ABOUT THIS TASK =
Return all lines from the entries below in which the word "since" is present.
--- START ---
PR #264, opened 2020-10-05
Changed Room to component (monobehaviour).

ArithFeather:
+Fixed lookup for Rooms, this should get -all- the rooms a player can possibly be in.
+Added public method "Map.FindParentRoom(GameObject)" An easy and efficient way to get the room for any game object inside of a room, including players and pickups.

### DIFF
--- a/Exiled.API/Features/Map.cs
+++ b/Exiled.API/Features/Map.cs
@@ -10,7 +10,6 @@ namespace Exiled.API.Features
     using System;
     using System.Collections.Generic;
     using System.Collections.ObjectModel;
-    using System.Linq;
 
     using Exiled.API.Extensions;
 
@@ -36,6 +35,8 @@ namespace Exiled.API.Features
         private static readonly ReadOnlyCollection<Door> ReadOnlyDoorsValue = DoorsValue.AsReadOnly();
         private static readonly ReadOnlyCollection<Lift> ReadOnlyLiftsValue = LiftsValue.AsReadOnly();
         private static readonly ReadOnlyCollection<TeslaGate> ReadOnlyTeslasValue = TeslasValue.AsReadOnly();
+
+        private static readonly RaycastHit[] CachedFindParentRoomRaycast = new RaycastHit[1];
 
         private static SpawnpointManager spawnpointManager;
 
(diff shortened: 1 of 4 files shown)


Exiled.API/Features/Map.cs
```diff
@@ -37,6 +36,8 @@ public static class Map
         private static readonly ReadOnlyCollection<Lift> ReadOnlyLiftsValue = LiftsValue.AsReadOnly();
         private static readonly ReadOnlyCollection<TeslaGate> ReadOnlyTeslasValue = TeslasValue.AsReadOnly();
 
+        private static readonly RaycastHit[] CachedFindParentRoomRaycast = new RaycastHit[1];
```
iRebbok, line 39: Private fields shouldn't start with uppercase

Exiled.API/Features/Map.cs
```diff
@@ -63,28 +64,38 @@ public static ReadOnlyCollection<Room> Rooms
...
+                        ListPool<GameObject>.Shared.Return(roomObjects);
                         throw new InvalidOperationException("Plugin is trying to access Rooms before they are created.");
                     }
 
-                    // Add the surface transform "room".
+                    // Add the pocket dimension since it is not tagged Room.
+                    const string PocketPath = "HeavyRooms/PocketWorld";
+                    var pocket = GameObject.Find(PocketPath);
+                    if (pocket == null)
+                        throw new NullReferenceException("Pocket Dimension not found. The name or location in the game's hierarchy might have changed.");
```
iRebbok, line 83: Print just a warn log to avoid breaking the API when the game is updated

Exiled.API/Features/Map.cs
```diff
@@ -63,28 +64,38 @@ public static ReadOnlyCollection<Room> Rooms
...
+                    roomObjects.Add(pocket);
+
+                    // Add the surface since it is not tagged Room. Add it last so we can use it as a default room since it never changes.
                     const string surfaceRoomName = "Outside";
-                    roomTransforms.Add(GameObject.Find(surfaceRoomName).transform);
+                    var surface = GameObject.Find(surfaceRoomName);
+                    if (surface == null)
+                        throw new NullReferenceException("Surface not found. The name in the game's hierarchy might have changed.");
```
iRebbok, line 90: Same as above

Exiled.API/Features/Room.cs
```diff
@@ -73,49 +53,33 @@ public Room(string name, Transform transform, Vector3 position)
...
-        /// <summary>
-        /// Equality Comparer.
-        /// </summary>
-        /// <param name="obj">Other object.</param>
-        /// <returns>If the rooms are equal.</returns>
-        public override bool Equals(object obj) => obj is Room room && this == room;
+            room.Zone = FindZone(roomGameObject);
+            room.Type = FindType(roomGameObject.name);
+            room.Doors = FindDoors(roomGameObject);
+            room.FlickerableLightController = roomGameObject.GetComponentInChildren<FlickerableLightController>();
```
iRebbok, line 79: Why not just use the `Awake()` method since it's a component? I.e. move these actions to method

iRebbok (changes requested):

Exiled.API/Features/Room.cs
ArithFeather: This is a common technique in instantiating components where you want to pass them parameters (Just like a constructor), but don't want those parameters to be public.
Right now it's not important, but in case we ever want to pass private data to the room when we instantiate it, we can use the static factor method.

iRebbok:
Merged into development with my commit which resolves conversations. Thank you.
--- END ---
RESPONSE TO THE TASK =
+                    // Add the pocket dimension since it is not tagged Room.
+                    // Add the surface since it is not tagged Room. Add it last so we can use it as a default room since it never changes.
iRebbok, line 79: Why not just use the `Awake()` method since it's a component? I.e. move these actions to method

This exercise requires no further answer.